The supermarket arm of the John Lewis partnership has stopped overtime pay or higher rates on Sundays for staff hired after February 1, 2016 after it looked at the market and realised that competitors were not offering similar benefits.
It denied that the changes were linked to the national living wage, which raised hourly pay by 50p from 6.70 per hour to £7.20 an hour on April 1.
"Premium payments are no longer a feature of the market we compare pay rates to and we planned these changes before National Living Wage was announced," a spokeswoman for Waitrose said.
Tesco, B&Q, Next and Whitbread are some of the multimillion pound firms who have reduced costs, though none have said the decision was linked to the living wage.
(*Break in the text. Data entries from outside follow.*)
Issue #3725, opened 2024-04-20
Support `multipart/byteranges` for 206 responses


handrews:
[RFC 9110 §14.6](https://www.rfc-editor.org/rfc/rfc9110.html#name-media-type-multipart-bytera) defines the `multipart/byteranges` media type for use in 206 (Partial Content) responses.  We should see what, if anything, is needed to support it.  Probably something involving the Encoding Object.

Some clients apparently used a not-entirely-compatible `multipart/x-byteranges`, but I'd argue that RFC 9110 carries enough weight that we should support `multiparte/byteranges` even if the old `x-` type is currently more broadly used.

lornajane:
This is implemented in 3.2, so I'll close the issue.

Issue #3721, opened 2024-04-19
Support for `multipart/mixed` (and possibly better `multipart/*` support in general)


handrews:
We occasionally see folks trying to use OAS with `multipart/mixed`, which does not support it.  But it would not be hard to define a mapping along the lines of `multipart/form-data` but with more of an array model.  See also discussion #2599.  I think @jeremyfiel also has experience with this.

_[EDIT: See also [`multipart/x-mixed-replace`](https://html.spec.whatwg.org/multipage/iana.html#multipart/x-mixed-replace) which AFAICT does not have a usable specification as WHATWG explicitly states in that section that there spec "describes processing rules for web browsers" and relegates everything else to `multipart/mixed`... I guess non-web-browsers aren't supposed to process it? 😒 ]_

handrews:
It's also worth noting that when uploading multiple files for a form field with `multipart/form-data`, RFC 7578 requires having [multiple parts with the same name](https://datatracker.ietf.org/doc/html/rfc7578#section-4.3), which can't be modeled by the current "treat it as a JSON object" approach.

jeremyfiel:
Another multipart option missing is the ability to send multiple files in a single form field. 

It should be a form-data payload with a nested multipart body with individual parts for each file. There is no way to define a nested multipart payload. 


This is as far as I can get with it.  But no way to define the nested body parts if I were to send multiple file types  

```yaml
requestBody:
  content:
    'multipart/form-data':
      schema:
       name:
         type: string
       file:
         type: string
         format: binary
      encoding:
        name:
          headers:
            content-disposition:
              schema:
                type: string
          contentType: 'application/json'
        file:
          headers:
            content-disposition:
              schema:
                type: string
          contentType: 'multipart/form-data'
```

handrews:
@jeremyfiel I know that `multipart/mixed` and similar MIME-derived formats explicitly allow nesting.

I noticed that the most recent `multipart/form-data` RFC, RFC 7578, [deprecates the nesting in favor of multiple parts with the same name](https://datatracker.ietf.org/doc/html/rfc7578#section-4.3).  According to the RFC's appendix, [the nested approach wasn't known to be implemented](https://datatracker.ietf.org/doc/html/rfc7578#appendix-A) but I assume you have an implementation that does it.

jeremyfiel:
A big missing piece from the `multipart/mixed` RFC is the ability to define the body parts in the same way form-data uses `content-disposition` header.  

[...]

PR #4589, opened 2025-05-15
v3.2: Support ordered multipart including streaming

handrews:
Fixes:
* #3721 (`multipart/mixed` in general)
* #3725 (`multipart/byteranges`)
* https://github.com/OAI/OpenAPI-Specification/discussions/4171#discussioncomment-12938067 (streaming `application/json` with `multipart/mixed`)

This adds support for all `multipart` media types that do not have named parts, including support for streaming such media types. Note that `multipart/mixed` defines the basic processing rules for all `multipart` types, and implementations that encounter unrecognized `multipart` subtypes are required to process them as `multipart/mixed`.  Therefore support for `multipart/mixed` addresses all other subtypes to some degree.

This builds on the recent support for sequential media types:

* `multipart/mixed` and similar meet the definition for a sequential media type, requiring it to be modeled as an array.  This does use an expansive definition of "repeating the same structure", where the structure is literally any content with a media type.
* As a sequential media type, it also supports `itemSchema`
* Adding a parallel `itemEncoding` is the obvious solution to `multipart/mixed` streams requiring an Encoding Object
* We have regularly received requests to support truly mixed `multipart/mixed` payloads, and previously claimed such support from 3.0.0 onwards, without actually supporting it. Adding `prefixEncoding` along with `itemEncoding` supports this use case with a clear parallel to `prefixItems`, which is the schema construct needed to support this case.
* There is no need for a `prefixSchema` field because the streaming use case requires a repetition of the same schema for each item. Therefore all mixed use cases can use `schema` and `prefixItems`

We do not seem to run tests on the 3.2 schemas, and I couldn't quickly figure out how to add that, so we should do that separately and include coverage for this and other new fields.

Also paging @thecheatah, @jeremyfiel

### DIFF
--- a/src/oas.md
+++ b/src/oas.md
@@ -107,7 +107,7 @@ Some examples of sequential media types (including some that are not IANA-regist
 In the first three above, the repeating structure is any [JSON value](https://tools.ietf.org/html/rfc8259#section-3).
 The fourth repeats `application/geo+json`-structured values, while `text/event-stream` repeats a custom text format related to Server-Sent Events.
 The final media type listed above, `multipart/mixed`, provides an ordered list of documents of any media type, and is sometimes streamed.
-Note that while `multipart` formats technically allow a preamble and an epilogue, the RFC directs that they are to be ignored, making the effectively comments, and this specification does not model them.
+Note that while `multipart` formats technically allow a preamble and an epilogue, the RFC directs that they are to be ignored, making them effectively comments, and this specification does not model them.
 
 Implementations MUST support mapping sequential media types into the JSON Schema data model by treating them as if the values were in an array in the same order.
 
--- a/src/oas.md
+++ b/src/oas.md
@@ -101,14 +101,17 @@ Some examples of sequential media types (including some that are not IANA-regist
   application/json-seq
   application/geo+json-seq
   text/event-stream
+  multipart/mixed
 ```
 
 In the first three above, the repeating structure is any [JSON value](https://tools.ietf.org/html/rfc8259#section-3).
-The fourth repeats `application/geo+json`-structured values, while the last repeats a custom text format related to Server-Sent Events.
+The fourth repeats `application/geo+json`-structured values, while `text/event-stream` repeats a custom text format related to Server-Sent Events.
+The final media type listed above, `multipart/mixed`, provides an ordered list of documents of any media type, and is sometimes streamed.
 
 Implementations MUST support mapping sequential media types into the JSON Schema data model by treating them as if the values were in an array in the same order.
 
 See [Complete vs Streaming Content](#complete-vs-streaming-content) for more information on handling sequential media types in a streaming context, including special considerations for `text/event-stream` content.
+For `multipart` types, see also [Encoding By Position](#encoding-by-position).
 
 #### Media Type Registry
 
@@ -1253,7 +1256,9 @@ See [Working With Examples](#working-with-examples) for further guidance regardi
 | <a name="media-type-item-schema"></a>itemSchema | [Schema Object](#schema-object) | A schema describing each item within a [sequential media type](#sequential-media-types). |
 | <a name="media-type-example"></a>example | Any | Example of the media type; see [Working With Examples](#working-with-examples). |
 | <a name="media-type-examples"></a>examples | Map[ `string`, [Example Object](#example-object) \| [Reference Object](#reference-object)] | Examples of the media type; see [Working With Examples](#working-with-examples). |
-| <a name="media-type-encoding"></a>encoding | Map[`string`, [Encoding Object](#encoding-object)] | A map between a property name and its encoding information, as defined under [Encoding Usage and Restrictions](#encoding-usage-and-restrictions).  The `encoding` field SHALL only apply when the media type is `multipart` or `application/x-www-form-urlencoded`. If no Encoding Object is provided for a property, the behavior is determined by the default values documented for the Encoding Object. |
+| <a name="media-type-encoding"></a>encoding | Map[`string`, [Encoding Object](#encoding-object)] | A map between a property name and its encoding information, as defined under [Encoding By Name](#encoding-by-name).  The `encoding` field SHALL only apply when the media type is `multipart` or `application/x-www-form-urlencoded`. If no Encoding Object is provided for a property, the behavior is determined by the default values documented for the Encoding Object. This field MUST NOT be present if `prefixEncoding` or `itemEncoding` are present. |
+| <a name="media-type-prefix-encoding"></a>prefixEncoding | [[Encoding Object](#encoding-object)] | An array of positional encoding information, as defined under [Encoding By Position](#encoding-by-position).  The `prefixEncoding` field SHALL only apply when the media type is `multipart`. If no Encoding Object is provided for a property, the behavior is determined by the default values documented for the Encoding Object. This field MUST NOT be present if `encoding` is present. |
+| <a name="media-type-item-encoding"></a>itemEncoding | [Encoding Object](#encoding-object) | A single Encoding Object that provides encoding information for multiple array items, as defined under [Encoding By Position](#encoding-by-position). The `itemEncoding` field SHALL only apply when the media type is `multipart`. If no Encoding Object is provided for a property, the behavior is determined by the default values documented for the Encoding Object. This field MUST NOT be present if `encoding` is present. |
 
 This object MAY be extended with [Specification Extensions](#specification-extensions).
 
@@ -1273,7 +1278,8 @@ For this use case, `maxLength` MAY be implemented outside of regular JSON Schema
 
 ###### Streaming Sequential Media Types
 
-The `itemSchema` field is provided to support streaming use cases for sequential media types.
+The `itemSchema` field is provided to support streaming use cases for sequential media types, with `itemEncoding` as a corresponding encoding mechanism for streaming [positional `multipart` media types](#encoding-by-position).
+
 Unlike `schema`, which is applied to the complete content (treated as an array as described in the [sequential media types](#sequential-media-types) section), `itemSchema` MUST be applied to each item in the stream independently, which supports processing each item as it is read from the stream.
 
 Both `schema` and `itemSchema` MAY be used in the same Media Type Object.
@@ -1309,13 +1315,16 @@ properties:
 
 ##### Encoding Usage and Restrictions
 
-The `encoding` field defines how to map each [Encoding Object](#encoding-object) to a specific value in the data.
+The three encoding fields define how to map each [Encoding Object](#encoding object) to a specific value in the data.
+Each field has its own set of media types with which it can be used; for all other media types all three fields SHALL be ignored.
 
-To use the `encoding` field, a `schema` MUST exist, and the `encoding` field's  keys MUST exist in the schema as properties.
-Array properties MUST be handled by applying the given Encoding Object to one part per array item, each with the same `name`, as is recommended by [[?RFC7578]] [Section 4.3](https://www.rfc-editor.org/rfc/rfc7578.html#section-4.3) for supplying multiple values per form field.
-For all other value types for both top-level non-array properties and for values, including array values, within a top-level array, the Encoding Object MUST be applied to the entire value.
+###### Encoding By Name
 
 The behavior of the `encoding` field is designed to support web forms, and is therefore only defined for media types structured as name-value pairs that allow repeat values, most notably `application/x-www-form-urlencoded` and `multipart/form-data`.
+
+To use the `encoding` field, each key under the field MUST exist in the `schema` as a property.
+Array properties MUST be handled by applying the given Encoding Object to produce one encoded value per array item, each with the same `name`, as is recommended by [[?RFC7578]] [Section 4.3](https://www.rfc-editor.org/rfc/rfc7578.html#section-4.3) for supplying multiple values per form field.
+For all other value types for both top-level non-array properties and for values, including array values, within a top-level array, the Encoding Object MUST be applied to the entire value.
 The order of these name-value pairs in the target media type is implementation-defined.
 
 For `application/x-www-form-urlencoded`, the encoding keys MUST map to parameter names, with the values produced according to the rules of the [Encoding Object](#encoding-object).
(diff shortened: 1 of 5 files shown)


handrews:
@jeremyfiel aww... I was hoping no one would bring up nested multipart... 😵‍💫 

I think it would be hard to do that, because there isn't anywhere to put the nested Encoding Object.  I think we'd have to add `encoding`, `prefixEncoding`, and `itemEncoding` to the Encoding Object as well as the Media Type Object.  I'm a bit hesitant to do that, but we could talk about it at the Thursday call and I could submit it as a follow-up if it gains traction.

Alternatively, we could recommend trying that as an extension given that it adds significant complexity and is a rare case that is deprecated by the current RFC (I know that's small consolation when you're the "rare case" and built things in good faith using older RFCs when they were current).

The complexity is not just the recursive structure, but also that you are now correlating two separate trees of structure.

jeremyfiel:
I'm not entirely sure this is a correct statement to include `multipart/mixed`.  It is registered in the [IANA registry](https://www.iana.org/assignments/media-types/media-types.xhtml#multipart) and it does technically have an `envelope` with the `boundary` parameter. 

> #### Sequential Media Types
> Within this specification, a _sequential media type_ is defined as any media type that consists of a repeating structure, without any sort of header, footer, envelope, or other metadata in addition to the sequence.
> Some examples of sequential media types (including some that are not IANA-registered but are in common use) are:
> ```text
>   application/jsonl
>   application/x-ndjson
>   application/json-seq
>   application/geo+json-seq
>   text/event-stream
>   multipart/mixed

handrews:
@jeremyfiel the problem is that instead of just re-using the Media Type Object, we came up with the `contentType` field :-(

handrews:
@jeremyfiel That statement only says that some of the listed types are not registered.  `application/json-seq`, `application/geo+json-seq`, and `multipart/mixed` are all registered.

I decided not to get into the preamble and postamble of `multipart` because AFAICT they're supposed to be ignored and are there for historical purposes.  Media type parameters are not part of the actual media type content, and the boundaries in the content are no more (or  less) significant than the various differences in the three sequential JSON media type delimiters.

handrews:
@jeremyfiel I added some clarifications about the envelope/preamble/epilogue and the lack of nesting support.

src/oas.md
```diff
@@ -101,14 +101,18 @@ Some examples of sequential media types (including some that are not IANA-regist
...
   application/geo+json-seq
   text/event-stream
+  multipart/mixed
 ```
 
 In the first three above, the repeating structure is any [JSON value](https://tools.ietf.org/html/rfc8259#section-3).
-The fourth repeats `application/geo+json`-structured values, while the last repeats a custom text format related to Server-Sent Events.
+The fourth repeats `application/geo+json`-structured values, while `text/event-stream` repeats a custom text format related to Server-Sent Events.
+The final media type listed above, `multipart/mixed`, provides an ordered list of documents of any media type, and is sometimes streamed.
+Note that while `multipart` formats technically allow a preamble and an epilogue, the RFC directs that they are to be ignored, making the effectively comments, and this specification does not model them.
```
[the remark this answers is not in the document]
handrews: @thecheatah thanks, just added a commit to fix this.

src/oas.md
```diff
@@ -1324,15 +1334,29 @@ See [Encoding the `x-www-form-urlencoded` Media Type](#encoding-the-x-www-form-u
...
+
+The `itemEncoding` field can also be used with `itemSchema` to support streaming `multipart` content.
+
+###### Additional Encoding Approaches
+
+The `prefixEncoding` field can be used with any `multipart` content to require a fixed part order.
+This includes `multipart/form-data`, for which the Encoding Object's `headers` field MUST be used to provide the `Content-Disposition` and part name, as no property names exist to provide the names automatically.
+
+Prior versions of this specifications advised using the `name` [`Content-Disposition` parameter](https://www.iana.org/assignments/cont-disp/cont-disp.xhtml#cont-disp-2) of the `form-data` [`Content-Disposition` value](https://www.iana.org/assignments/cont-disp/cont-disp.xhtml#cont-disp-1) with `multipart` media types other than `multipart/form-data` in order to work around the limitations of the `encoding` field.
```
jeremyfiel, line 1354:
```suggestion
Prior versions of this specification advised using the `name` [`Content-Disposition` parameter](https://www.iana.org/assignments/cont-disp/cont-disp.xhtml#cont-disp-2) of the `form-data` [`Content-Disposition` value](https://www.iana.org/assignments/cont-disp/cont-disp.xhtml#cont-disp-1) with `multipart` media types other than `multipart/form-data` in order to work around the limitations of the `encoding` field.
```

src/oas.md
```diff
@@ -1869,6 +1896,97 @@ requestBody:
...
+###### Example: Ordered, Unnamed Multipart
+
+A `multipart/mixed` payload consisting of a JSON metadata document followed by an image which the metadata describes:
+
+```yaml
+multipart/mixed:
+  schema:
+    prefixItems:
+    - # default content type for objects
+      # is `application/json`type: object
```
jeremyfiel, line 1908:
```suggestion
      # is `application/json`
      type: object
```

jeremyfiel (commented):
LGTM!

src/schemas/validation/schema.yaml
```diff
@@ -533,9 +533,20 @@ $defs:
...
+        type: array
+        items:
+          $ref: '#/$defs/encoding'
+      itemEncoding:
+        $ref: '#/$defs/encoding'
     allOf:
-      - $ref: '#/$defs/specification-extensions'
       - $ref: '#/$defs/examples'
+      - $ref: '#/$defs/specification-extensions'
+      - dependentSchema:
```
jeremyfiel:
```suggestion
      - dependentSchemas:
```

typo

src/oas.md
```diff
@@ -1324,15 +1334,29 @@ See [Encoding the `x-www-form-urlencoded` Media Type](#encoding-the-x-www-form-u
...
-Implementations MAY choose to support the a `Conent-Disposition` of `form-data` with a `name` parameter in other `multipart` media types in order to use the `encoding` field with them, but this usage is unlikely to be supported by generic `multipart` implementations.
-
 See [Encoding `multipart` Media Types](#encoding-multipart-media-types) for further guidance and examples, both with and without the `encoding` field.
 
+###### Encoding By Position
+
+Most `multipart` media types, including `multipart/mixed` which defines the underlying rules for parsing all `multipart` types, do not have named parts.
+Data for these media types are modeled as an array, with one item per part, in order.
+
+To use the `prefixEncoding` and/or `itemEncoding` fields, either an array `schema` or `itemSchema` MUST be present.
```
```suggestion
To use the `prefixEncoding` and/or `itemEncoding` fields, either  `itemSchema` or an array `schema` MUST be present.
```
Reorder to make clear that „array“ only applies to `schema`?

src/oas.md
```diff
@@ -1661,6 +1686,8 @@ Determining how to handle a `type` value of `null` depends on how `null` values
 If `null` values are entirely omitted, then the `contentType` is irrelevant.
 See [Appendix B](#appendix-b-data-type-conversion) for a discussion of data type conversion options.
 
+It is not currently possible to model nested `multipart` media types.
```
ralfhandl, line 1734: Pity, my only multipart use case is that the multipart request consists of parts that are either of
- media type `application/http`, or
- media type `multipart/mixed` with parts of media type `application/http`,

see [Multipart Batch Format](https://docs.oasis-open.org/odata/odata/v4.02/csd01/part1-protocol/odata-v4.02-csd01-part1-protocol.html#MultipartBatchFormat).

I had assumed I can model that with an `itemSchema` that is `oneOf` an array of HTTP requests or a single HTTP request, but the corresponding Encoding Object may be difficult.

handrews: @ralfhandl It's telling that the two people to give the most comprehensive reviews of this PR to date both need nested `multipart`.  I do have thoughts on how to do this, and would be more than happy to consider it part of this [release-blocking functionality](https://github.com/OAI/OpenAPI-Specification/issues/4595) for 3.2.  It would involve adding `encoding`, `prefixEncoding`, and `itemEncoding` to the Encoding Object, but there are challenging edge cases and I don't want to drag this PR down with them.  I'd rather get this merged, submit a follow-on PR (which is impractical without merging this first), and then we can decide if the follow-on works.

Regarding `application/http`, the problem (to me) is not "how to use an Encoding Object with `application/http`" but "how to model `application/http` at all."  Can you point me to how you would model an `application/http` payload if it were _not_ in a `multipart` part?  I realize that would be a rather strange payload outside of `multipart`, but please humor me- feel free to open a new discussion on it if there's no clear answer.  If we know how to model it in general, we can look at how to model it as a `multipart` part.  Although that might have to wait for 3.3.

src/oas.md
handrews: I'll update this- you have extra spaces in your suggestion so I can't merge it as-is.

ralfhandl: Fixed 😊

handrews:
@ralfhandl I have fixed the sentence ordering, and also added a new section, **Encoding and `type`** _[see commits below- initial push failed and I didn't notice at first]_, that clarifies how to handle detecting the "schema type" that gets mentioned in many places but is never explained.  I suspect that originally the expectation was that the Schema Object under the `schema` field in the Media Type Object (adjacent to the Encoding Objects' parent `encoding` field) would be an inline schema with inline `properties` subschemas, or at most a single `$ref` directly under `schema`.

This is not realistic, so I think that setting some boundaries on whatis expected is required.  I stuck with requiring (MUST) only the most unambiguous scenario, although I considered including the search-order support for multi-valued `type` keywords as a MUST.  Or at least if it is two values and the second value is `"null"`.  But you can get into some weird corner cases when you are doing that so it felt better to banish it under the "MAY choose to implement more complex things."  Although I also considered pulling that part out of the MAY and making it a SHOULD on its own.  _Opinions here would be much appreciated._

This, btw, is a prerequisite for supporitng nested `multipart/mixed` as the problem becomes _much_ more complex the further down you go in nested objects and arrays.  But this is really needed already, whether we support nesting or not, so I decided to add it to this PR.

handrews:
@ralfhandl oops, push had failed and I hadn't noticed.  The section mentioned in my last comment is now actually added, sorry about that.

src/oas.md
```diff
@@ -1309,13 +1316,61 @@ properties:
...
+    Thing:
+      schema:
+        $ref: "#/components/Schemas/Thing"
+      encoding:
+        foo:
+          # The default `contentType` is `text/plain`
+```
+
+Implementations MAY attempt to handle more complex schema arrangements, in which case they MUST document what is handled and with what behavior.
+If they do, then `type` keywords that contain multiple values (e.g. `type: ["number", "nul"]`) SHOULD be handled by attempting to parse according to each type in the order provided, falling back to the next type until the list is exhausted.
```
```suggestion
If they do, then `type` keywords that contain multiple values (e.g. `type: ["number", "null"]`) SHOULD be handled by attempting to parse according to each type in the order provided.
```

Typo, and I am confused by the "falling back" part.

handrews:
@ralfhandl added more tests, merged your suggestions (and yeah "falling back" is probably too idiomatic to be used here)

handrews:
Also rebased to pick up the test-running changes.  No modifications in the rebase force-push

src/oas.md
jeremyfiel: @ralfhandl   is my understanding you have either a single `application/http` payload or a `multipart/mixed` payload?  But the multipart/mixed does not have a nested multipart document? 

```http
GET /pages HTTP/1.1
accept: application/http

GET /page/{page-id} HTTP/1.1
accept: application/json

{
  "pages": [{}, {}]
}
```

```http
POST /pages HTTP/1.1
content-type: multipart/mixed; boundary='my-boundary'

--my-boundary
content-type: application/http

GET /page/{page-id} HTTP/1.1
accept: application/json

{
  "pages": [{}, {}]
}
--my-boundary
content-type: application/http

PATCH /pages/{page-id} HTTP/1.1
content-type: application/json

{
   "pageTitle": "a new title"
}
--my-boundary
content-type: text/plain

this is a text file describing the two different http messages included in this request
--my-boundary--

```

if the multipart example is true, you can define it with OAS 3.2.x like this: 

```yaml
openapi: 3.2.0
info:
  title: multipart application/http
  version: 0.0.1
paths:
  '/pages':
     summary: a list of http pages
     requestBody:
      content:
        'multipart/mixed':
          schema:
            prefixItems:  // these can be in any order you define
            - type: string
            - type: string
            - type: string
            prefixEncoding:   // these can be in any order you define
            - contentType: application/http
            - contentType: application/http
            - contentType: text/plain

Comment (jeremyfiel) [reply src/oas.md:1734]: my example shows mixed GET and PATCH, this appears to be forbidden by [RFC9112](https://datatracker.ietf.org/doc/html/rfc9112#section-10.2-1)

but the OAS definition still applies.

Comment (handrews) [reply src/oas.md:1734]: @jeremyfiel I think @ralfhandl is talking about [OData's `multipart` batch format](https://docs.oasis-open.org/odata/odata/v4.01/odata-v4.01-part1-protocol.html#sec_MultipartBatchRequestBody).

Comment (jeremyfiel) [reply src/oas.md:1734]: ah ok. i see it has two distinct $batch options, which he eluded to. 

the second is indeed a nested multipart.  That's a bummer

Comment (handrews) [reply src/oas.md:1734]: @jeremyfiel I think I have figured out how to support nested `multipart`... we'll go through this PR on Thursday's call, and if there's time I can introduce the nested proposal.

Comment (handrews) [reply src/oas.md:1734]: **[EDIT: This is not as bad as I thought, see [next comment](https://github.com/OAI/OpenAPI-Specification/pull/4589#discussion_r2151429909)]**

@jeremyfiel @ralfhandl I'm realizing that there is a substantial limitation with ordered `multipart` where something like the OData batch format (ignoring the nested-ness for now) can have arbitrarily many parts of a few types, where the types can appear in any order.  Or even in a fixed order but not a fixed number of each media type.

Another example would be an RFC2557 web page archive, which might want to allow any number of HTML, CSS, JavaScript and/or image parts.  What we _could_ do is allow `contentMediaType` to be used to specify this.  We say that `contentMediaType` SHALL be ignored if it _conflicts_ with `contentType` (even the implicit default value of `contentType`), but we do not say anything about `contentMediaType` _narrowing_ the media type from `contentType`.  Which, if we set to `*/*`, would effectively delegate to `contentMediaType`.  It would look like this:

```yaml
multipart/related:
  schema:
    items:
      anyOf:
      - type: string
        contentMediaType: text/html
      - type: string
        contentMediaType: text/css
      - type: string
        contentMediaType: text/javascript
      - contentMediaType: image/*
  itemEncoding:
    contentType: */*
    headers:
      ContentType:
        $ref: '#/components/headers/requiredContentType'
```

The only wrinkle here is that now implementations would have to detect patterns like this `anyOf`, at least if (as with the `type` detection rules included in this PR) they are reasonably find-able from the relevant Schema Object.

This seems like a big limitation that we ought to address, and a plausible way to address it.  But how reasonable is it?  Could we include it and put some boundaries around just how much tools are expected to handle?  Should we instead add another keyword or mechanism of some sort?  Or just let it be for now?

handrews: Wait... maybe this isn't as bad as I thought, because `contentType` takes a comma-separated list.  So you could do:

```yaml
multipart/related:
  schema:
    items:
      anyOf:
      - type: string
      - $comment: Must allow anything to allow binary
  itemEncoding:
    contentType: text/html, text/css, text/javascript, image/*
    headers:
      ContentType:
        $ref: '#/components/headers/requiredContentType'
```

handrews:
The most recent commit improves one example based on [this comment](https://github.com/OAI/OpenAPI-Specification/pull/4589#discussion_r2151429909), and also adds some Security Considerations related to it.

src/oas.md
jeremyfiel: This sounds like it may require some way to identify the parts and which `contentType` should be applied to the  `string` value

The other thing is my initial impression is the complexity to understand and write this schema is not very user friendly to non-experts and there aren't many guardrails around defining this type of schema or an invalid variation of it.

handrews: @jeremyfiel Well, it's possible to do whether we say anything about it or not, so better to explain it (although I'm open to there being a better example if someone wants to propose one).  I did start writing up something about mapping schemas to things, but that is also not actually a new problem and I kind of ran out of gas.

When parsing, the per-part `Content-Type` field will make clear which to use.  When serializing, presumably you know the data you're sending, but if you do not, then that is why I added the bit about the security considerations of content-sniffing.  See if what I put in the most recent commit helps, and also lmk if you have ideas for guardrails.

We have not added any new rules to `contentType`, but what has changed is that `items` applies to many parts, and is the only way to work with variable numbers of parts of a particular type.  I'm open to other ways ot discuss that use case, but if we just try to ignore it, people will fill in the gaps their own way and experience shows us that usually isn't good for interoperability.

handrews: @jeremyfiel I expect to spend tomorrow's TDC call on this PR, probably in a few phases- the basics, the simpler examples, and then complex examples and the part about finding the relevant `type` keyword (which I would have made a separate PR but it all overlaps in difficult ways).

handrews:
As this has grown with more guidance and examples, plus many comment threads, it has gotten unwieldy.  I have split it into the following PRs to replace this one:

* #4743 (an improved approach to analyzing schemas for `type` and other things, as well as handling mixed JSON/binary data in schema evaluation, which is more closely related than it sounds)
* #4744 (guidance for when `contentType` is a list, since as @jeremyfiel noted, that brings up some complexities that we have never addressed, and it will come up more with ordered `multipart` as seen in one of the examples
* #4745 (all of the content of this PR that is neither an example nor part of the two previous PRs in this list- ***no changes*** other than splitting it up)
* #4746 (the examples, which are provoking involved enough discussions that they should be separate, plus they will be affected by pending Example Object changes so it's easier to manage them separately- includes the recently revised `multipart/related` example that was particularly provocative)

Tesco has said it will pay staff £7.62, more than the living wage. But it reportedly cut overtime time pay six weeks ago by changing it from double to one-and-a-half times the usual wage for unregular hours.
A spokesperson told the Independent that Tesco does still pay time and a half for night shifts, Sundays and bank holidays.
Not all economists agree that the living wage will help the worst off.
“I think it is going to be a threat. There are going to be job losses,” Sir Christopher Pissarides, who was awarded the Nobel prize for economics in 2010, told the Independent.
About 60,000 jobs could go by 2020 as retailers count the cost of higher staff wages, according to the Office for Budget Responsibility.
B&Q, meanwhile, are reportedly offsetting the living wage increase by losing double pay on Sundays and bank holidays, though a spokesman said staff would take home more overall.
“Our people are very important to us and B&Q is committed to being a good payer and remaining so in future. The majority of our employees will be unaffected or better off," the spokesman said.